Bryan, The code here does not take advantage of laziness, which is probably what you want to do, as it is much cleaner to look at and more Haskell like. In answer to your question it is tail recursive, and strict, which means that in some compilers, with some optimization flags (i.e. GHC) you will get an iteration instead of a recursion, but consider instead this: main = do input = readFile stdin let r = map processit (lines input) putStrLn (unlines s) For more details, see: http://blogs.nubgames.com/code/?p=22 On Tuesday 06 March 2007 11:52, Bryan Burgers wrote:
On 3/6/07, Dave@haskell.org
wrote: Does the following code increase the level of recursion once for each input line or is the recursive construct converted to an iteration?
Thanks, Dave Feustel
main :: IO () main = do line <- getLine processIt line main
processIt :: String -> IO () processIt s = do print (length s)
Dave,
I would imagine it does not, but I will let somebody more knowledgeable tell you for sure.
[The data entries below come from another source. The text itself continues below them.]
PR #1707, opened 2026-03-05
[Fix] 1696 - Homebrew Fixes

### LINKED ISSUE #1694: [Feature] Saving new homebrew item feature should only require 1 click
Currently, if you add a new item feature under the homebrew menu, you need to click "save" twice: once on the feature window and once on the homebrew setting window. If either of these are missed (by clicking X to close the window instead), the new item feature is not saved and disappears, which makes it very easy to accidentally lose progress.

Image

### LINKED ISSUE #1695: [Bug] Adding an effect to a homebrew item feature deletes previous unsaved edits
1. Create a new item feature in the homebrew menu
2. Change the name of the feature, icon, description, etc.
3. Before saving changes, navigate to the effects tab and add a new effect
4. The feature name, icon, and description will be reset to their defaults

### LINKED ISSUE #1696: [Bug] Attempting to edit a new effect in the homebrew item features menu causes error message
Attempting to edit "New Effect" created when making a new effect in the homebrew item features menu has no effect and sends this error to the console:

Image

WBHarry:
Fixes #1694
Think it's a good idea. Changed it so that saving an ItemFeature makes it directly update the game setting so it's -actually- saved.

Fixes #1695
Since creating effects neccesitates updating the game setting, it will always lose any unsaved changes. So I changed it so that changes are directly saved to the game setting aswell. I don't really see the harm.

Fixes #1696 
SettingsActiveEffectConfig was out of date, making it error.
Moved the logic into a static method on ActiveEffectConfig so that both will always use the same logic to get their changeChoices for the autocomplete.

### DIFF
--- a/module/applications/sheets-configs/activeEffectConfig.mjs
+++ b/module/applications/sheets-configs/activeEffectConfig.mjs
@@ -35,6 +35,10 @@ export default class DhActiveEffectConfig extends foundry.applications.sheets.Ac
         }
     };
 
+    /**
+     * Get ChangeChoices for the changes autocomplete. Static for use in this class aswell as in settings-active-effect-config.mjs
+     * @returns {ChangeChoice { value: string, label: string, hint: string, group: string }[]}
+     */
     static getChangeChoices() {
         const ignoredActorKeys = ['config', 'DhEnvironment', 'DhParty'];
 
--- a/module/applications/sheets-configs/setting-feature-config.mjs
+++ b/module/applications/sheets-configs/setting-feature-config.mjs
@@ -73,11 +73,10 @@ export default class SettingFeatureConfig extends HandlebarsApplicationMixin(App
         return context;
     }
 
-    static async updateData(event, element, formData) {
+    static async updateData(_event, _element, formData) {
         const data = foundry.utils.expandObject(formData.object);
-        foundry.utils.mergeObject(this.move, data);
-        await this.settings.updateSource({
-            [`${this.movePath}`]: this.move
+        await this.updateMove({
+            [`${this.movePath}`]: data
         });
 
         this.render();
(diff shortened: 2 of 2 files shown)


module/applications/sheets-configs/activeEffectConfig.mjs
```diff
@@ -4,6 +4,38 @@ export default class DhActiveEffectConfig extends foundry.applications.sheets.Ac
...
+                { id: 'details', icon: 'fa-solid fa-book' },
+                { id: 'settings', icon: 'fa-solid fa-bars', label: 'DAGGERHEART.GENERAL.Tabs.settings' },
+                { id: 'changes', icon: 'fa-solid fa-gears' }
+            ],
+            initial: 'details',
+            labelPrefix: 'EFFECT.TABS'
+        }
+    };
+
+    static getChangeChoices() {
```
CarlosFdez, line 42: I think it'd be handy to add a comment to this so that its meaning is clear. I can see us easily forgetting what this does.

module/applications/sheets-configs/setting-feature-config.mjs
```diff
@@ -76,6 +76,9 @@ export default class SettingFeatureConfig extends HandlebarsApplicationMixin(App
     static async updateData(event, element, formData) {
         const data = foundry.utils.expandObject(formData.object);
         foundry.utils.mergeObject(this.move, data);
+        await this.settings.updateSource({
+            [`${this.movePath}`]: this.move
+        });
```
CarlosFdez, line 80: Out of curiousity (and not because there's anything wrong here) which of the issues is this particular line trying to solve?

CarlosFdez:
All of those issues make sense to me.

module/applications/sheets-configs/activeEffectConfig.mjs
WBHarry: Added a comment:
```
/**
 * Get ChangeChoices for the changes autocomplete. Static for use in this class aswell as in settings-active-effect-config.mjs
 * @returns {ChangeChoice { value: string, label: string, hint: string, group: string }[]}
 */
```

module/applications/sheets-configs/setting-feature-config.mjs
WBHarry: Yeah, this was a bit confusing.

I went through and replaced all updates to run through a single method now:
```
async updateMove(update) {
    await this.settings.updateSource(update);
    this.move = foundry.utils.getProperty(this.settings, this.movePath);
}
```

My thought, though, is that if this is your whole code and not a simplified version (eg, one that terminates on certain input), then you could consider using the Prelude's 'interact'[1] function, which performs a transformation on standard input. In your case, the code would simplify to:
main = interact (unlines . map (show . length) . lines)
The unlines/lines combo breaks up the whole input into a list of lines of input, and the (show . length) is the heart of your 'processIt' function.
Alternately, you could also use something like:
main = getContents >>= mapM_ processIt . lines
Which takes everything from standard in, splits it up into lines, and then performs processIt for each line.